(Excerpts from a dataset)
******

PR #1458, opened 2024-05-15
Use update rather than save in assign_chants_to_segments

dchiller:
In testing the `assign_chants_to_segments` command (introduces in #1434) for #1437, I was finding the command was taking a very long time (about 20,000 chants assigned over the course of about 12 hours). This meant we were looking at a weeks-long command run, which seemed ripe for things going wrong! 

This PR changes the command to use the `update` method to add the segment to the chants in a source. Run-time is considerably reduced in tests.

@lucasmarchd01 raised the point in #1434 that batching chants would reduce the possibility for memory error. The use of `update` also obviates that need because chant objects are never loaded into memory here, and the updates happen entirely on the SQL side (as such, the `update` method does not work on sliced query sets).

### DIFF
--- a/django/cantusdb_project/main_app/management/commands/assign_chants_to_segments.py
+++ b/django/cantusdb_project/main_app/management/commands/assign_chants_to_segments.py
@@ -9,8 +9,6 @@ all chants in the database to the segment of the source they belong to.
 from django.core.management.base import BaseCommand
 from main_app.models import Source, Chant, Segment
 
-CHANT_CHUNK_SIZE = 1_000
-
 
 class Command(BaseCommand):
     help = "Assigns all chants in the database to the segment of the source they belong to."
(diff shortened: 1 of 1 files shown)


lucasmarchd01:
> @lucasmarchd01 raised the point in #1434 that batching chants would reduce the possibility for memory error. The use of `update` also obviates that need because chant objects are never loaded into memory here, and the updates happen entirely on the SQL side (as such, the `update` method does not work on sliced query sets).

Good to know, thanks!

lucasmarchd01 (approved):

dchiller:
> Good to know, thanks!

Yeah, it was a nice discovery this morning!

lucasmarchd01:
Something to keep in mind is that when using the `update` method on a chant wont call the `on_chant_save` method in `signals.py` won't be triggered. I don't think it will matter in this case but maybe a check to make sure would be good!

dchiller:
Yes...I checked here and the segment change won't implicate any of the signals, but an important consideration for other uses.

******

YOUR TASK = Select all lines with the word "know" from the entries above.

PROBLEM SOLUTION =
Good to know, thanks!
> Good to know, thanks!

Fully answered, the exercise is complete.